__TASK BRIEF__. Each record below is to be set down again precisely.

__TASK MATERIAL__.

PR #4912, opened 2026-07-10
feat(rewarding): DelegateProfile contract-read bridge for IIP-59

envestcc:
## Summary

- Add read-only bridge over the on-chain DelegateProfile contract (mainnet `io1lfl4ppn2c3wcft04f0rk0jy9lyn4pcjcm7638u`) so `PutPollResult` can snapshot per-delegate commission rates from the amended IIP-59 design.
- Bridge fetches `blockRewardPortion` and `epochRewardPortion` per delegate via `getProfileByField`, inverts voter-take portions into commission basis points, and returns a per-delegate map keyed by identity string.
- Package has no dependency on `protocol.StateManager`; exercised by 14 unit tests using an ABI-round-tripping in-process fake reader.

## Design notes

- **Read API**: `getProfileByField(_delegate, _field) returns bytes` invoked twice per delegate. Avoids reverse-engineering `getEncodedProfile`'s undocumented composite return format.
- **Registered semantics**: empty bytes for either portion field marks the delegate `Registered=false`, and the caller MUST fall back to the legacy Hermes path. A partial profile (one field set, other empty) is treated as unregistered on purpose — the IIP relies on the "either fully opted-in or fully legacy" invariant so a delegate cannot end up with one reward stream migrated mid-fork.
- **Explicit zero**: a non-empty single `0x00` byte encodes an explicit 0% voter-take and yields `Registered=true` with a 100% commission split. This is distinguishable from "field never set".
- **Range check**: values exceeding `uint64` or `10000` basis points are rejected rather than silently truncated via `SetBytes → Uint64`.
- **Determinism**: `Snapshot` iterates the caller-supplied delegate list in order (2N sequential reads); errors abort with the offending delegate address named.

## Sequencing

Refs iotexproject/iips#74.

- Depends on: none (isolated read-only package).
- Follow-up **PR 2'**: `PutPollResult` calls `Snapshot`, freezes commission rates into the poll snapshot per delegate. That PR wires the concrete `ContractReader` around `evm.SimulateExecution`.
- Follow-ups **PR 3'/4'/4.6/4.7**: consume the snapshotted rates at epoch close, block-reward folding, compound bridge, and batched delegate-distributed log emitter respectively.

## Test plan

- [x] `go build ./...`
- [x] `go vet ./action/protocol/rewarding/delegateprofile/...`
- [x] `go test ./action/protocol/rewarding/delegateprofile/` — 14/14 pass
- [ ] Reviewer: confirm `getProfileByField` return-encoding assumption (big-endian uint256 bytes, empty ⇒ unset) matches the deployed contract behaviour.
- [ ] Reviewer: confirm mainnet contract address is the intended source of truth for this fork (governance handover is a separate prereq).

Draft — subsequent PRs in the IIP-59 stack build on this bridge.

Co-Authored-By: Claude Opus 4.7 <noreply@anthropic.com>

### DIFF
--- a/action/protocol/rewarding/delegateprofile/abi.go
+++ b/action/protocol/rewarding/delegateprofile/abi.go
@@ -1,0 +1,32 @@
+// Copyright (c) 2026 IoTeX Foundation
+// This source code is provided 'as is' and no warranties are given as to title or non-infringement, merchantability
+// or fitness for purpose and, to the extent permitted by law, all liability for your use of the code is disclaimed.
+// This source code is governed by Apache License 2.0 that can be found in the LICENSE file.
+
+package delegateprofile
+
+// abiJSON is the minimal ABI subset needed to read commission portions from
+// the existing DelegateProfile contract deployed at:
+//
+//	mainnet:  0xfa7f50866ac45d84adf54bc767c885f92750e258
+//	testnet:  0xd19ffB48a5C18B77c541D32c1B1ac2440c287774
+//
+// The bridge only ever performs read-only view calls, so nothing beyond
+// getProfileByField(address,string) is included. The full contract ABI lives
+// off-chain; expanding this subset requires a matching audit of the caller.
+const abiJSON = `[
+	{
+		"constant": true,
+		"inputs": [
+			{ "name": "_delegate", "type": "address" },
+			{ "name": "_field", "type": "string" }
+		],
+		"name": "getProfileByField",
+		"outputs": [
+			{ "name": "", "type": "bytes" }
+		],
+		"payable": false,
+		"stateMutability": "view",
+		"type": "function"
+	}
+]`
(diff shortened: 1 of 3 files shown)


envestcc:
Force-pushed one additional commit (`49d2c6245`) folding in a bridge semantic change previously landed on PR #4915:

- `Bridge.Snapshot` now absorbs per-delegate read errors (RPC hiccup, out-of-range portion, ABI mismatch) and returns a `Registered=false` entry for the affected delegate instead of erroring out. Nil-reader / nil-address still hard-error — those are wiring bugs, not on-chain data issues.
- Rationale: the previous behaviour let one malformed on-chain `DelegateProfile` field deterministically halt block production at every subsequent epoch boundary. Deterministic reward-path fallback (route bad delegate through legacy Hermes) beats deterministic block-production failure when the fallback exists.
- Errors are logged via `log.L().Warn` with delegate + contract for observability.

Test updates in the same commit rename the affected assertions (`*_Rejected` → `*_DegradesToUnregistered`) and add `TestSnapshot_PerDelegateErrorIsolated` to confirm one bad delegate does not poison batched successful reads.

PR #4915 rebased on top; its follow-up commit now only touches the staking-side docstring + one test rename.

envestcc:

PR #4911, opened 2026-07-10
feat(staking): add Candidate.VoterRewardOnchainOptIn for IIP-59 (amended)

envestcc:
## Summary

Adds a persistent per-delegate opt-in flag on `staking.Candidate` that gates
protocol-native voter reward distribution.

This is the first code PR against the **amended** IIP-59 design (see
[iotexproject/iips#74](https://github.com/iotexproject/iips/pull/74)). The
earlier native-only design and its implementation PRs
(#4865 / #4866 / #4880 / #4881) were superseded and closed on 2026-07-10.

Draft status intentional — will promote to Ready after the IIP amendment
lands and the downstream PRs in the series (PR 4.5 contract-read bridge,
PR 2' snapshot rework, PR 3'/4' rewarding rework) are ready to stack.

## What changed

- `stakingpb.Candidate` gains field 11: `bool voterRewardOnchainOptIn`.
- `staking.Candidate` Go struct gains `VoterRewardOnchainOptIn bool`;
  `Clone`, `Equal`, `toProto`, `fromProto` all thread the new field.
- New test `TestSerWithVoterRewardOnchainOptIn` covers:
  - proto round-trip with the flag both false and true,
  - `Equal` sensitivity to the flag,
  - `Clone` independence (flipping one copy doesn't affect the other).

Default zero-value keeps every existing candidate opting **out** on decode,
so behavior is unchanged pre-fork and, post-fork, unchanged for any delegate
that hasn't sent the (later) opt-in action.

## Deferred to follow-up PRs

Per the amended IIP-59:

- **`SetVoterRewardOptIn` native action + handler**: mutates the flag with
  a one-epoch delay via the `PutPollResult` snapshot. Requires an external
  `iotex-proto` proto change (new action type). Separated to keep this PR
  self-contained.
- **`BlockCommissionRate` / `EpochCommissionRate`**: per-epoch snapshot
  values populated from the DelegateProfile contract at `PutPollResult`;
  they live on the poll snapshot (PR 2'), not on the persistent Candidate.
  See the amended proposal for the flow.

## Test plan

- [x] `make fmt` — clean
- [x] `go build ./...` — clean
- [x] `go test ./action/protocol/staking/` — 264 tests pass, includes new roundtrip test
- [ ] `make lint` — pending review
- [ ] Reviewer: confirm field 11 doesn't collide with any WIP proto branch

## Refs

- Amended IIP: iotexproject/iips#74
- Superseded PRs (closed 2026-07-10): #4865, #4866, #4880, #4881

PR #4915, opened 2026-07-10
feat(staking,poll): freeze DelegateProfile commission rates + opt-in at PutPollResult (IIP-59)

__RESULT OF THIS EXERCISE__.
PR #4912, opened 2026-07-10
feat(rewarding): DelegateProfile contract-read bridge for IIP-59

envestcc:
## Summary

- Add read-only bridge over the on-chain DelegateProfile contract (mainnet `io1lfl4ppn2c3wcft04f0rk0jy9lyn4pcjcm7638u`) so `PutPollResult` can snapshot per-delegate commission rates from the amended IIP-59 design.
- Bridge fetches `blockRewardPortion` and `epochRewardPortion` per delegate via `getProfileByField`, inverts voter-take portions into commission basis points, and returns a per-delegate map keyed by identity string.
- Package has no dependency on `protocol.StateManager`; exercised by 14 unit tests using an ABI-round-tripping in-process fake reader.

## Design notes

- **Read API**: `getProfileByField(_delegate, _field) returns bytes` invoked twice per delegate. Avoids reverse-engineering `getEncodedProfile`'s undocumented composite return format.
- **Registered semantics**: empty bytes for either portion field marks the delegate `Registered=false`, and the caller MUST fall back to the legacy Hermes path. A partial profile (one field set, other empty) is treated as unregistered on purpose — the IIP relies on the "either fully opted-in or fully legacy" invariant so a delegate cannot end up with one reward stream migrated mid-fork.
- **Explicit zero**: a non-empty single `0x00` byte encodes an explicit 0% voter-take and yields `Registered=true` with a 100% commission split. This is distinguishable from "field never set".
- **Range check**: values exceeding `uint64` or `10000` basis points are rejected rather than silently truncated via `SetBytes → Uint64`.
- **Determinism**: `Snapshot` iterates the caller-supplied delegate list in order (2N sequential reads); errors abort with the offending delegate address named.

## Sequencing

Refs iotexproject/iips#74.

- Depends on: none (isolated read-only package).
- Follow-up **PR 2'**: `PutPollResult` calls `Snapshot`, freezes commission rates into the poll snapshot per delegate. That PR wires the concrete `ContractReader` around `evm.SimulateExecution`.
- Follow-ups **PR 3'/4'/4.6/4.7**: consume the snapshotted rates at epoch close, block-reward folding, compound bridge, and batched delegate-distributed log emitter respectively.

## Test plan

- [x] `go build ./...`
- [x] `go vet ./action/protocol/rewarding/delegateprofile/...`
- [x] `go test ./action/protocol/rewarding/delegateprofile/` — 14/14 pass
- [ ] Reviewer: confirm `getProfileByField` return-encoding assumption (big-endian uint256 bytes, empty ⇒ unset) matches the deployed contract behaviour.
- [ ] Reviewer: confirm mainnet contract address is the intended source of truth for this fork (governance handover is a separate prereq).

Draft — subsequent PRs in the IIP-59 stack build on this bridge.

Co-Authored-By: Claude Opus 4.7 <noreply@anthropic.com>

### DIFF
--- a/action/protocol/rewarding/delegateprofile/abi.go
+++ b/action/protocol/rewarding/delegateprofile/abi.go
@@ -1,0 +1,32 @@
+// Copyright (c) 2026 IoTeX Foundation
+// This source code is provided 'as is' and no warranties are given as to title or non-infringement, merchantability
+// or fitness for purpose and, to the extent permitted by law, all liability for your use of the code is disclaimed.
+// This source code is governed by Apache License 2.0 that can be found in the LICENSE file.
+
+package delegateprofile
+
+// abiJSON is the minimal ABI subset needed to read commission portions from
+// the existing DelegateProfile contract deployed at:
+//
+//	mainnet:  0xfa7f50866ac45d84adf54bc767c885f92750e258
+//	testnet:  0xd19ffB48a5C18B77c541D32c1B1ac2440c287774
+//
+// The bridge only ever performs read-only view calls, so nothing beyond
+// getProfileByField(address,string) is included. The full contract ABI lives
+// off-chain; expanding this subset requires a matching audit of the caller.
+const abiJSON = `[
+	{
+		"constant": true,
+		"inputs": [
+			{ "name": "_delegate", "type": "address" },
+			{ "name": "_field", "type": "string" }
+		],
+		"name": "getProfileByField",
+		"outputs": [
+			{ "name": "", "type": "bytes" }
+		],
+		"payable": false,
+		"stateMutability": "view",
+		"type": "function"
+	}
+]`
(diff shortened: 1 of 3 files shown)


envestcc:
Force-pushed one additional commit (`49d2c6245`) folding in a bridge semantic change previously landed on PR #4915:

- `Bridge.Snapshot` now absorbs per-delegate read errors (RPC hiccup, out-of-range portion, ABI mismatch) and returns a `Registered=false` entry for the affected delegate instead of erroring out. Nil-reader / nil-address still hard-error — those are wiring bugs, not on-chain data issues.
- Rationale: the previous behaviour let one malformed on-chain `DelegateProfile` field deterministically halt block production at every subsequent epoch boundary. Deterministic reward-path fallback (route bad delegate through legacy Hermes) beats deterministic block-production failure when the fallback exists.
- Errors are logged via `log.L().Warn` with delegate + contract for observability.

Test updates in the same commit rename the affected assertions (`*_Rejected` → `*_DegradesToUnregistered`) and add `TestSnapshot_PerDelegateErrorIsolated` to confirm one bad delegate does not poison batched successful reads.

PR #4915 rebased on top; its follow-up commit now only touches the staking-side docstring + one test rename.

envestcc:

PR #4911, opened 2026-07-10
feat(staking): add Candidate.VoterRewardOnchainOptIn for IIP-59 (amended)

envestcc:
## Summary

Adds a persistent per-delegate opt-in flag on `staking.Candidate` that gates
protocol-native voter reward distribution.

This is the first code PR against the **amended** IIP-59 design (see
[iotexproject/iips#74](https://github.com/iotexproject/iips/pull/74)). The
earlier native-only design and its implementation PRs
(#4865 / #4866 / #4880 / #4881) were superseded and closed on 2026-07-10.

Draft status intentional — will promote to Ready after the IIP amendment
lands and the downstream PRs in the series (PR 4.5 contract-read bridge,
PR 2' snapshot rework, PR 3'/4' rewarding rework) are ready to stack.

## What changed

- `stakingpb.Candidate` gains field 11: `bool voterRewardOnchainOptIn`.
- `staking.Candidate` Go struct gains `VoterRewardOnchainOptIn bool`;
  `Clone`, `Equal`, `toProto`, `fromProto` all thread the new field.
- New test `TestSerWithVoterRewardOnchainOptIn` covers:
  - proto round-trip with the flag both false and true,
  - `Equal` sensitivity to the flag,
  - `Clone` independence (flipping one copy doesn't affect the other).

Default zero-value keeps every existing candidate opting **out** on decode,
so behavior is unchanged pre-fork and, post-fork, unchanged for any delegate
that hasn't sent the (later) opt-in action.

## Deferred to follow-up PRs

Per the amended IIP-59:

- **`SetVoterRewardOptIn` native action + handler**: mutates the flag with
  a one-epoch delay via the `PutPollResult` snapshot. Requires an external
  `iotex-proto` proto change (new action type). Separated to keep this PR
  self-contained.
- **`BlockCommissionRate` / `EpochCommissionRate`**: per-epoch snapshot
  values populated from the DelegateProfile contract at `PutPollResult`;
  they live on the poll snapshot (PR 2'), not on the persistent Candidate.
  See the amended proposal for the flow.

## Test plan

- [x] `make fmt` — clean
- [x] `go build ./...` — clean
- [x] `go test ./action/protocol/staking/` — 264 tests pass, includes new roundtrip test
- [ ] `make lint` — pending review
- [ ] Reviewer: confirm field 11 doesn't collide with any WIP proto branch

## Refs

- Amended IIP: iotexproject/iips#74
- Superseded PRs (closed 2026-07-10): #4865, #4866, #4880, #4881

PR #4915, opened 2026-07-10
feat(staking,poll): freeze DelegateProfile commission rates + opt-in at PutPollResult (IIP-59)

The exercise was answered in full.